──────── Extracted records ────────
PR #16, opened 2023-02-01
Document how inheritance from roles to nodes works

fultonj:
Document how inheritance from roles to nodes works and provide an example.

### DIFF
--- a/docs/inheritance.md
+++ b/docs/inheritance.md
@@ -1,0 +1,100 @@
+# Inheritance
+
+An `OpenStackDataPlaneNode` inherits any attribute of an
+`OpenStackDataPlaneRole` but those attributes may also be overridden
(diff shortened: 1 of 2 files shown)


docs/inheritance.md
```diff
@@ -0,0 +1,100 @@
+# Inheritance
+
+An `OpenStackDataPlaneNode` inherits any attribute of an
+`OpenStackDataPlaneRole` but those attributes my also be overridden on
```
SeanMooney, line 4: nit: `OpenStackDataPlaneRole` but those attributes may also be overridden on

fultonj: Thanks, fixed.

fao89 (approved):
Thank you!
────────
──────── Extracted records ────────
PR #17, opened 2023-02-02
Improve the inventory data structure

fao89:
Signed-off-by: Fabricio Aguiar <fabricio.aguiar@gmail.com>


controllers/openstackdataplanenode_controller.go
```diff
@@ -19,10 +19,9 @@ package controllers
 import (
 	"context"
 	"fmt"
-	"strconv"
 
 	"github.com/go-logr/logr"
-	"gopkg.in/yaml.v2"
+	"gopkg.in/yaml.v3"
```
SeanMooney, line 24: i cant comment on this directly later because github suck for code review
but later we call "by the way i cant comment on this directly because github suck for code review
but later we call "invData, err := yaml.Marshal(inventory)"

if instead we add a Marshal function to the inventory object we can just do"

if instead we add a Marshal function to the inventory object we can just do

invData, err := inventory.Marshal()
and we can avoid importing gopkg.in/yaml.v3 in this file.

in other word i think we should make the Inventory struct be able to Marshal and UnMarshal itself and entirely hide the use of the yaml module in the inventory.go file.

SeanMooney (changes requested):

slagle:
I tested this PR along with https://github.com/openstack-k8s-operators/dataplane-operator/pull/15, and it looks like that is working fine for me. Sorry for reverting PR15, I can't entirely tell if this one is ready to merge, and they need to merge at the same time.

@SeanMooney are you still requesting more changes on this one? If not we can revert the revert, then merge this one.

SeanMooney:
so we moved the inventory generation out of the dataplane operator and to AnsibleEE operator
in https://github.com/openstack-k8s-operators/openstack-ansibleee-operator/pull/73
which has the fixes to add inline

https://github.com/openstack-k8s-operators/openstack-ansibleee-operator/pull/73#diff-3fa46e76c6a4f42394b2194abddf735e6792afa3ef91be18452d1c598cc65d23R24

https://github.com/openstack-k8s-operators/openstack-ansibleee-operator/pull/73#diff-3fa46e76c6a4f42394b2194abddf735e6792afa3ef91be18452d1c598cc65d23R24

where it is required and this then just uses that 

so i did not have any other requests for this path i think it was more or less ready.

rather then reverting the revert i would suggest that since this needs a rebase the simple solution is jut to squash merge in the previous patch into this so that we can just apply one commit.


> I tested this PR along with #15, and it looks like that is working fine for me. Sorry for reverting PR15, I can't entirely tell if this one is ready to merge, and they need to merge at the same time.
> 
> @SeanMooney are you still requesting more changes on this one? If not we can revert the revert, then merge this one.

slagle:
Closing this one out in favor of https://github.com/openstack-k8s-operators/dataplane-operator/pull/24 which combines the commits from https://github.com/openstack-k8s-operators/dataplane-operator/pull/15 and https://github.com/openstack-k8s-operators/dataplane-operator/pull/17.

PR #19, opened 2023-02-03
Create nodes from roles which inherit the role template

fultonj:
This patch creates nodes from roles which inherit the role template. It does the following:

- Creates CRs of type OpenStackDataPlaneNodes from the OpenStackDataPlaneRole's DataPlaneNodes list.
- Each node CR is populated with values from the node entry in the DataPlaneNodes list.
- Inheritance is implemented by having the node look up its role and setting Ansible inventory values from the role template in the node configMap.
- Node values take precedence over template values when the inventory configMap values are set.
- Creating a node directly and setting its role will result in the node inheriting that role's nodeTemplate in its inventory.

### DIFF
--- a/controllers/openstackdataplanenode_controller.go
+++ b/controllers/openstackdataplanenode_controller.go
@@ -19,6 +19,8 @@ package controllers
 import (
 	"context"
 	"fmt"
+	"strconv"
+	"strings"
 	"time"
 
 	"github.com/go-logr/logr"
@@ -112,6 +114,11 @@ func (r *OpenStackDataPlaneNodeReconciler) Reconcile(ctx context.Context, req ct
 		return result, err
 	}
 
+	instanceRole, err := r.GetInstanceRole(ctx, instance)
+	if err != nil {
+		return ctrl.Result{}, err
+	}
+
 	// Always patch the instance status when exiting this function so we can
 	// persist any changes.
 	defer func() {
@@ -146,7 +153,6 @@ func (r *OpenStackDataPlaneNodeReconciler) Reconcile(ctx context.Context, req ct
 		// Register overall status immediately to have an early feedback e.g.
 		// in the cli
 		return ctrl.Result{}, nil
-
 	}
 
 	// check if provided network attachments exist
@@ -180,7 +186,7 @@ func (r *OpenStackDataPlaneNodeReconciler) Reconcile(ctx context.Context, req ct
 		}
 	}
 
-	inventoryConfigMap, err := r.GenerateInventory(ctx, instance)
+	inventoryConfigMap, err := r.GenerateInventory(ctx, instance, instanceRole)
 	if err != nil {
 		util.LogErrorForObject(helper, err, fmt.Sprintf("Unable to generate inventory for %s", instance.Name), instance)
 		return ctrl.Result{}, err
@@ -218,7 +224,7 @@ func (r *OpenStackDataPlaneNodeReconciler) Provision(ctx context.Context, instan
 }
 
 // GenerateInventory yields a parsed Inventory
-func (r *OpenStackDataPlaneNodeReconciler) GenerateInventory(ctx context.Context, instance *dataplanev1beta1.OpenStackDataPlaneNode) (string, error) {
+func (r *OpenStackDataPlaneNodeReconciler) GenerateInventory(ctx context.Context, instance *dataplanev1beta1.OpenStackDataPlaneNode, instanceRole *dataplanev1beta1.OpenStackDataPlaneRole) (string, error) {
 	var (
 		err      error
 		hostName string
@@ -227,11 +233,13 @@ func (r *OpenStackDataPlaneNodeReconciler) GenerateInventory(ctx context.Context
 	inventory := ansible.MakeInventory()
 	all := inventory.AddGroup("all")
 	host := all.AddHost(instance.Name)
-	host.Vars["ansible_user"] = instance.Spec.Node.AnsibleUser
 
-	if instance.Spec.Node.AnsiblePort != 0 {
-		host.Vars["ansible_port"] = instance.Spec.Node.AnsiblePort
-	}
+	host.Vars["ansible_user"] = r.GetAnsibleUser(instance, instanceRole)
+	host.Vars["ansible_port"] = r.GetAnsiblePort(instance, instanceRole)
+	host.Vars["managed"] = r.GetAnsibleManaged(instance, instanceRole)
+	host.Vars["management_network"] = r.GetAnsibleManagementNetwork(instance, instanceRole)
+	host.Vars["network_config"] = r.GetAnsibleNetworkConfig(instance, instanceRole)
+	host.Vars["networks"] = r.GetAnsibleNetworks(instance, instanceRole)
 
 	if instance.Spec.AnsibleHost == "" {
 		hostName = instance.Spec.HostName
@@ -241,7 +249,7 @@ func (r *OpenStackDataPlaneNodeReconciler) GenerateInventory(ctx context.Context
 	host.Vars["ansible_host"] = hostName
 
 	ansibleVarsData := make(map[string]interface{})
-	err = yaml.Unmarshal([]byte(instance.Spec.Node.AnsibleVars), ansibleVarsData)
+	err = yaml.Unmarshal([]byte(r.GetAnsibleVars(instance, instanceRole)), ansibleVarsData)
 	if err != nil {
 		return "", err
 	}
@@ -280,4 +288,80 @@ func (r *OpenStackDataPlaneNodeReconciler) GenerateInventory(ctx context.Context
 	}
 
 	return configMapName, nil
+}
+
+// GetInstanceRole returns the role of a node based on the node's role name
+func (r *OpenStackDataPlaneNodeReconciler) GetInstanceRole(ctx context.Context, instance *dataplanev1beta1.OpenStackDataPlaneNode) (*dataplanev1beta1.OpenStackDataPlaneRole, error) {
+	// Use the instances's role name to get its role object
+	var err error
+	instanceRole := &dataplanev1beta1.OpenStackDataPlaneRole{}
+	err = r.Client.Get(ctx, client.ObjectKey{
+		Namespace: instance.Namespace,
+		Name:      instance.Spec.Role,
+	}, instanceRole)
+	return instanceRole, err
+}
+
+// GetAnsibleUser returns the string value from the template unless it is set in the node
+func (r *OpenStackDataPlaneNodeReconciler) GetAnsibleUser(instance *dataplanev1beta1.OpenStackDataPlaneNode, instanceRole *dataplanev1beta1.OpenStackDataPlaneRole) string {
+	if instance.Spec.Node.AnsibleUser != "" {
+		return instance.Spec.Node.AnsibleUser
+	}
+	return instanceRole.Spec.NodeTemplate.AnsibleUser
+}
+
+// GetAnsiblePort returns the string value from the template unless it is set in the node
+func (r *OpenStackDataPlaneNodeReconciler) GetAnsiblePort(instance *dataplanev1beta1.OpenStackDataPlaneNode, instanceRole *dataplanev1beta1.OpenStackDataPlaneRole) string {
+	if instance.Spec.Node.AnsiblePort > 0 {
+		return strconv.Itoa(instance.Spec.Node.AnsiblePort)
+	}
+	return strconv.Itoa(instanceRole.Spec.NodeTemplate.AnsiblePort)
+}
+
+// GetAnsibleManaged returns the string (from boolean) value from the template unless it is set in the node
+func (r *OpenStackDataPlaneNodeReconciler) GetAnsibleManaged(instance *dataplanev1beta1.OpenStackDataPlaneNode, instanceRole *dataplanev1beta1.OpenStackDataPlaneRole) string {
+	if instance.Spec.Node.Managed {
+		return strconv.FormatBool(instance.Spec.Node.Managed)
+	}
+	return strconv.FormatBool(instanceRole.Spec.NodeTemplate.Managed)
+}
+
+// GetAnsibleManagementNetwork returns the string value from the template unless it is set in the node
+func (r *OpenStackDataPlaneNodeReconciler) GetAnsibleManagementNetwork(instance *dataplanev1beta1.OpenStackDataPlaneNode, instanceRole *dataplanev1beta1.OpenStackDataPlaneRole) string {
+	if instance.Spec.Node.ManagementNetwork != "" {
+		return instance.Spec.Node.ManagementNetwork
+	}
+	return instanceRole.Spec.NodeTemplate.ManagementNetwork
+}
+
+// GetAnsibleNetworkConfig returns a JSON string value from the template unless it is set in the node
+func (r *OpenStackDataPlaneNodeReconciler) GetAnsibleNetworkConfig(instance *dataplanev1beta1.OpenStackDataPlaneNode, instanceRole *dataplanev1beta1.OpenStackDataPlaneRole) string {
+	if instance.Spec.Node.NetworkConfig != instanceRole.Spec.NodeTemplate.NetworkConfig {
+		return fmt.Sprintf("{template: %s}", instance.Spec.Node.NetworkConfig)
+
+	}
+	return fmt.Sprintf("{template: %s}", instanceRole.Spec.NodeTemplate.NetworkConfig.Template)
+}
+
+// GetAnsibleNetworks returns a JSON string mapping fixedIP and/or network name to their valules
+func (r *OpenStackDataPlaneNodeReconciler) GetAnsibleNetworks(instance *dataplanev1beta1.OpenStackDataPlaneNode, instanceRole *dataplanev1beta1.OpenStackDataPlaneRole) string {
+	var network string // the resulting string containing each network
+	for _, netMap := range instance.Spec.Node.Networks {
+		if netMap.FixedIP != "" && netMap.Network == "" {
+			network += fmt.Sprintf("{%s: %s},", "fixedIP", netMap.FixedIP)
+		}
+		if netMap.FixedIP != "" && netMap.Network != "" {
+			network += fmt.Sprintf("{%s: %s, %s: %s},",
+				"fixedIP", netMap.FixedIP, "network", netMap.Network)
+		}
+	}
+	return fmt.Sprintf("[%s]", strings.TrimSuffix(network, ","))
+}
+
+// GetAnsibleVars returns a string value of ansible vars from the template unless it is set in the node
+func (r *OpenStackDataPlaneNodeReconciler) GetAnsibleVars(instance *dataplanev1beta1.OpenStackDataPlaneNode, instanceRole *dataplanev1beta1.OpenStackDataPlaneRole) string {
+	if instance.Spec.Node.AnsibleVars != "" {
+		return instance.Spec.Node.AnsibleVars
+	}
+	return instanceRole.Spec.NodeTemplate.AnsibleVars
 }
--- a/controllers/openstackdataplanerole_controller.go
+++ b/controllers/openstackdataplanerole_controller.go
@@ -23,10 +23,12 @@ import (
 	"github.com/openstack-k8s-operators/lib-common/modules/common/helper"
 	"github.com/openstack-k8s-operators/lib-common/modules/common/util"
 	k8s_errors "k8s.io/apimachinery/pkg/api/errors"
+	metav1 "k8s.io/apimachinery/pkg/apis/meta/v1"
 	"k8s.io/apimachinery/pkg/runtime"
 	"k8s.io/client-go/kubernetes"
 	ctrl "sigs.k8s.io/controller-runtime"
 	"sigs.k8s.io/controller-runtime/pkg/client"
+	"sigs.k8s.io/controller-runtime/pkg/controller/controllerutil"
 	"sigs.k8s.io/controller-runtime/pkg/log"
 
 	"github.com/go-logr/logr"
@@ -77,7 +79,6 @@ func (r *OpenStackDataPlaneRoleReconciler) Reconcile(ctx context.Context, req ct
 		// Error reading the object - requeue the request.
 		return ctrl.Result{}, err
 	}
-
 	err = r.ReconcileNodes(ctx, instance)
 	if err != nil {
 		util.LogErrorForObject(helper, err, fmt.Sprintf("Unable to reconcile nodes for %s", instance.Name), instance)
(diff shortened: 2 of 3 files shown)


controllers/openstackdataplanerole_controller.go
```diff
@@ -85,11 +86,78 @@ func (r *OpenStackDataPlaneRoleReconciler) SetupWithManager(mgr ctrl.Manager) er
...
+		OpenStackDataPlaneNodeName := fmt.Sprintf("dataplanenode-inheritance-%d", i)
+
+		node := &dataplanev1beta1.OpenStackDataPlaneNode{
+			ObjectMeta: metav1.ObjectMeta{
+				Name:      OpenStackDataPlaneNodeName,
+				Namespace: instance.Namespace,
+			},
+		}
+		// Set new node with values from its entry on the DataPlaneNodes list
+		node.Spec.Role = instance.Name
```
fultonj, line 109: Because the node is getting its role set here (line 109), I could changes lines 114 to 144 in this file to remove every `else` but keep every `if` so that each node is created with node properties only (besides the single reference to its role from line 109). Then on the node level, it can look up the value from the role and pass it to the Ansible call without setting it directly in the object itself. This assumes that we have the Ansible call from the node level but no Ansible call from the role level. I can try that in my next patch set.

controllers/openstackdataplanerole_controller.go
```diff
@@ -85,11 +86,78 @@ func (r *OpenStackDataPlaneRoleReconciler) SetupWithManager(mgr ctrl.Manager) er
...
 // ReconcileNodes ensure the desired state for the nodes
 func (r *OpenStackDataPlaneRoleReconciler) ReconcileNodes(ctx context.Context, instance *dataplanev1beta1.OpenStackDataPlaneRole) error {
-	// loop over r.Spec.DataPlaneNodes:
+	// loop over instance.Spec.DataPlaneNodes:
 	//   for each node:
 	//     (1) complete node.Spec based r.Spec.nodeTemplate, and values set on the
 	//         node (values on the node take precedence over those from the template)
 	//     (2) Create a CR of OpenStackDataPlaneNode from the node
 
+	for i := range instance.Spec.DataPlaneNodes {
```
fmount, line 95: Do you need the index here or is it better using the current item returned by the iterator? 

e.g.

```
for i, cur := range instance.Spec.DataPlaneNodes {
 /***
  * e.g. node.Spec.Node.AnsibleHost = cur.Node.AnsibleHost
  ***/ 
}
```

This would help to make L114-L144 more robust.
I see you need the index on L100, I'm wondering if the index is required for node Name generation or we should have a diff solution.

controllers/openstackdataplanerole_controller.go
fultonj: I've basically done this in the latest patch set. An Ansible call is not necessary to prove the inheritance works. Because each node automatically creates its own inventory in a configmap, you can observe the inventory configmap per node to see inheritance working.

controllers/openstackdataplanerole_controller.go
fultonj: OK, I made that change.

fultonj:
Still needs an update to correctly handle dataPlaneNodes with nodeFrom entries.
────────
#### To do:
From the entries above, return exactly the line containing "return result, err", the line containing "network attachments exist", and all lines between, and nothing else.

#### Written answer:
 		return result, err
 	}
 
+	instanceRole, err := r.GetInstanceRole(ctx, instance)
+	if err != nil {
+		return ctrl.Result{}, err
+	}
+
 	// Always patch the instance status when exiting this function so we can
 	// persist any changes.
 	defer func() {
@@ -146,7 +153,6 @@ func (r *OpenStackDataPlaneNodeReconciler) Reconcile(ctx context.Context, req ct
 		// Register overall status immediately to have an early feedback e.g.
 		// in the cli
 		return ctrl.Result{}, nil
-
 	}
 
 	// check if provided network attachments exist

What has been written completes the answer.